Puppen, Bräute, Künstlerinnen
Eine Fundgrube für Requisiten und eine Inspirationsquelle für gesellschaftliche Betrachtungen: In der Stadtgalerie zeigen Berner Künstlerinnen ihre «Mitbringsel» von Atelieraufenthalten im Ausland.
Reisen, die nicht dem Handel, sondern nur dem Vergnügen dienten, waren lange Adel und höherem Bürgertum vor-behalten. Man schickte vorab die Söhne ins südliche Europa, auf dass sie sich an den Zeugnissen der Antike erbauen soll-ten. Noch heute heisst es, dass Reisen bildet. Dabei kommt es natürlich darauf an, wie und wohin man reist.
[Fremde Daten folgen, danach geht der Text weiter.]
PR #5688, opened 2022-08-11
Display dates & times in the edition's timezone

georgeblahblah:
## What does this change?

- Adds `edition` to `Item`
- Editionalises the dates & timestamps. This means a date or timestamp will be displayed in the timezone of the chosen edition, with the relevant timezone displayed. If an edition is not available, it defaults to UK
- Removes the client side scripts for updating elements matching `.js-date` or `time[data-date]` to local time

### UK

| Before | After |
| - | - |
| Screenshot 2022-08-18 at 12 09 20 | Screenshot 2022-08-18 at 12 08 58 |

### AU

| Before | After |
| - | - |
| Screenshot 2022-08-18 at 12 10 35 | Screenshot 2022-08-18 at 12 10 11 |


apps-rendering/src/components/Dateline/index.tsx
```diff
@@ -17,6 +18,7 @@ import { darkModeCss as darkMode } from 'styles';
 interface Props {
 	date: Option<Date>;
 	format: ArticleFormat;
+	edition?: Edition;
```
georgeblahblah, line 21: ideally, this would not be optional (as we set a default value in `server/page.tsx`). Setting it as optional here means we don't have to pass `edition` to every instance of this component yet

apps-rendering/src/components/Dateline/index.tsx
```diff
@@ -75,18 +78,14 @@ const getDatelineStyles = (format: ArticleFormat): SerializedStyles => {
...
-			<time
-				css={getDatelineStyles(format)}
-				data-date={d}
-				className="date js-date"
-			>
+			<time css={getDatelineStyles(format)}>
 				{format.design === ArticleDesign.LiveBlog ||
 				format.design === ArticleDesign.DeadBlog
-					? fullyFormatDate(d)
+					? datetimeFormat(edition ?? Edition.UK)(d)
```
georgeblahblah, line 88: again, this ideally would always have a value but it's optional for now so we don't have to pass an edition everywhere yet

apps-rendering/src/components/LastUpdated/index.tsx
```diff
@@ -21,10 +21,7 @@ const LastUpdated: FC<Props> = ({ lastUpdatedDisplay, lastUpdated }: Props) => (
 			`}
 		`}
 	>
-		<time
-			className="js-last-updated-time"
-			dateTime={lastUpdated.toISOString()}
-		>
+		<time dateTime={lastUpdated.toISOString()}>
```
georgeblahblah, line 24: I removed the `js-` class to prevent this value being overwritten by a client side script

apps-rendering/src/components/Dateline/index.tsx
```diff
@@ -75,18 +78,14 @@ const getDatelineStyles = (format: ArticleFormat): SerializedStyles => {
...
 
-const Dateline: FC<Props> = ({ date, format }) =>
+const Dateline: FC<Props> = ({ date, format, edition }) =>
 	pipe(
 		date,
 		map((d) => (
-			<time
-				css={getDatelineStyles(format)}
-				data-date={d}
-				className="date js-date"
```
JamieB-gu, line 85: Will removing this class also prevent the datetime being updated client-side for non-blog articles? Should we do one of the following:

1. Leave this class in place until we've migrated those articles over?
2. Migrate those articles over to the new format now as well?

apps-rendering/src/components/Layout/LiveLayout.tsx
```diff
@@ -114,9 +115,10 @@ const keyEvents = (blocks: LiveBlock[]): KeyEvent[] =>
 
 interface Props {
 	item: LiveBlog | DeadBlog;
+	edition: Edition;
```
JamieB-gu, line 118: Should `edition` live on the `Item` object? `Item` is a description of the article to be rendered, and I think the edition could be considered part of that description?

JamieB-gu (commented):
Looks good 👍, couple of suggestions.

Is the plan for those optional props (`?`) to become required by the end of this migration?

georgeblahblah:
> Is the plan for those optional props (`?`) to become required by the end of this migration?

@JamieB-gu yes! I wondered if it was too much for one PR, so I've opened another (#5766) which completes the migration and turns the props to required

apps-rendering/src/components/Dateline/index.tsx
georgeblahblah: Hmm, that's a good point. I'm leaning to option 2 - there isn't significant work to complete the entire migration. I've made the remaining changes in #5766 which could easily be merged here if it's not too much to review at once

apps-rendering/src/components/Layout/MediaLayout.tsx
```diff
@@ -59,6 +59,7 @@ const MediaLayout: FC<Props> = ({ item, children }) => {
 							publicationDate={item.publishDate}
 							className={articleWidthStyles}
 							item={item}
+							edition={item.edition}
```
JamieB-gu, line 62: If this already takes `item` does it also need to take `edition`?

JamieB-gu (approved):
Nice! One suggestion about `byline` props.

apps-rendering/src/components/Layout/MediaLayout.tsx
georgeblahblah: It doesn't! I'll remove the `edition` prop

Wer Erholung unter Palmen sucht, der bringt vielleicht nicht viel mehr mit als ein bisschen Sonnenbrand. Gewichtiger sind da die «Mitbringsel», die vier Berner Künstlerinnen aus Kairo, Genua und Prag mitgebracht haben. Jährlich vergibt die Stadt Bern in Zusammenarbeit mit der Schweizerischen Städtekonferenz Atelieraufenthalte in verschiedenen Ländern. Bewerben können sich Kulturschaffende aller Sparten. Stadtgalerieleiterin Anna Bürkli hat die letzten vier Stipendiatinnen aus dem Bereich Bildende Kunst eingeladen. Dass es sich dabei um vier Frauen handelt, ist laut Bürkli ein schöner Zufall.
Die Ausstellung sei nicht als Rechtfertigung gedacht, sagt Kuratorin Bürkli. Es geht nicht darum, skeptischen Politiker zu zeigen, dass Kunstschaffende in Auslandateliers nicht nur in der Sonne dösen. Wobei fraglich bliebe, ob diese Politiker sich von einer solchen Präsentation umstimmen lassen. Der Motor der Schau sind die Künstlerinnen, die zeigen wollen, was sie in den Gastateliers gemacht haben. Bislang gibt es hierfür kein festes Ausstellungsgefäss. «Viele Stipendiaten fühlen sich deshalb im Regen stehen gelassen», sagt Anna Bürkli. Die Ausstellung «Mitbringsel» zeigt nun, wie unterschiedlich die letzten vier Stipendiatinnen der Stadt Bern ihre Aus-landaufenthalte genutzt haben. Andenken an den geografischen Ort finden sich in den Arbeiten die Brigitte Lustenberger 2008 in Kairo und Urslé von Mathilde in Genua erstellt hat. Lustenbergers fotografische Stadtimpressionen sind eindrucksvoll als Fototapete an die Wand appliziert, bei Ursle von Mathilde fliegen architektonische Details wie Traumfetzen über Zeichenblätter. Nach verborgenen Schönheiten hat Gigga Hug im Spätsommer 2009 in Prag gesucht. Seit gut fünf Jahren fotografiert sie Puppen, die sie mithilfe von Spiegeln geheimnisvoll verletzlich aber auch bedrohlich inszeniert. Ihr Interesse gilt vor allem alten Porzellanpuppen mit ihrem seidigen, hautähnlichen Glanz. In den Trödelläden Prags fand Gigga Hug viele, neue Fotomodelle. Salome Bäumlin hat sich während ihres Kairo-Aufenthalts 2011 selber in Szene gesetzt. Auf inszenierten Hochzeitsbildern ist sie als Braut neben wechselnden ägyptischen Männern zu sehen, mal nach westlicher Mode dekolletiert, mal muslimisch verschleiert. Die Bilder erzählen von der Hochzeit als Schritt in eine Zukunft, die meist eng vorgespurt ist. Eine Assemblage von Teppichklopfern deutet an, was viele Frauen in konservativen Gesellschaften in der Ehe erwartet: Haushaltspflichten und oft genug auch häusliche Gewalt. Auch die Bildungsreisen früherer Jahrhunderte dienten in gewisser Weise der Ehevorbereitung. Schliesslich wurden die jungen Männer auch auf Reisen geschickt, um sich fernab der üblen Nachrede die Hörer abzustossen.